▸ **Description of the task**:
Nothing but the records beneath, reproduced exactly, should appear in the answer.

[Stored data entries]
##########

PR #613, opened 2019-11-07
build: ignore compiled assets when determining version bumps

mwcz:
## ignore compiled assets when determining version bumps

Update lerna's `ignoreChanges` patterns so that committing compiled assets doesn't trigger version bumps in every element, during every release.  After this change, we should go back to the happy path of only the elements that change getting version bumps.

### DIFF
--- a/lerna.json
+++ b/lerna.json
@@ -6,11 +6,6 @@
   ],
   "version": "1.0.0-prerelease.29",
   "ignoreChanges": [
-    "elements/*/*.css",
-    "elements/*/*.js",
-    "elements/*/*.map",
-    "elements/*/dist/*.css",
-    "elements/*/dist/*.js",
-    "elements/*/dist/*.map"
+    "elements/*/dist/**/*"
   ]
 }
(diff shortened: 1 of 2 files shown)


lerna.json
```diff
@@ -6,11 +6,6 @@
   ],
   "version": "1.0.0-prerelease.29",
   "ignoreChanges": [
-    "elements/*/*.css",
-    "elements/*/*.js",
-    "elements/*/*.map",
-    "elements/*/dist/*.css",
-    "elements/*/dist/*.js",
-    "elements/*/dist/*.map"
+    "elements/*/dist/**/*"
```
castastrophe: Would it make sense to ignore the entire dist directory instead of just the files nested inside it?  Also, there aren't any folders in the dist directory, just files so if you did want to keep the dist but ignore the files in it, `dist/*` would be sufficient.

castastrophe:
Needs a changelog :) -- unless we're ready to start automating that part!

lerna.json
kylebuch8: I think we're being extra careful here on purpose.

##########

▸ **Exercise solution**:
PR #613, opened 2019-11-07
build: ignore compiled assets when determining version bumps

mwcz:
## ignore compiled assets when determining version bumps

Update lerna's `ignoreChanges` patterns so that committing compiled assets doesn't trigger version bumps in every element, during every release.  After this change, we should go back to the happy path of only the elements that change getting version bumps.

### DIFF
--- a/lerna.json
+++ b/lerna.json
@@ -6,11 +6,6 @@
   ],
   "version": "1.0.0-prerelease.29",
   "ignoreChanges": [
-    "elements/*/*.css",
-    "elements/*/*.js",
-    "elements/*/*.map",
-    "elements/*/dist/*.css",
-    "elements/*/dist/*.js",
-    "elements/*/dist/*.map"
+    "elements/*/dist/**/*"
   ]
 }
(diff shortened: 1 of 2 files shown)


lerna.json
```diff
@@ -6,11 +6,6 @@
   ],
   "version": "1.0.0-prerelease.29",
   "ignoreChanges": [
-    "elements/*/*.css",
-    "elements/*/*.js",
-    "elements/*/*.map",
-    "elements/*/dist/*.css",
-    "elements/*/dist/*.js",
-    "elements/*/dist/*.map"
+    "elements/*/dist/**/*"
```
castastrophe: Would it make sense to ignore the entire dist directory instead of just the files nested inside it?  Also, there aren't any folders in the dist directory, just files so if you did want to keep the dist but ignore the files in it, `dist/*` would be sufficient.

castastrophe:
Needs a changelog :) -- unless we're ready to start automating that part!

lerna.json
kylebuch8: I think we're being extra careful here on purpose.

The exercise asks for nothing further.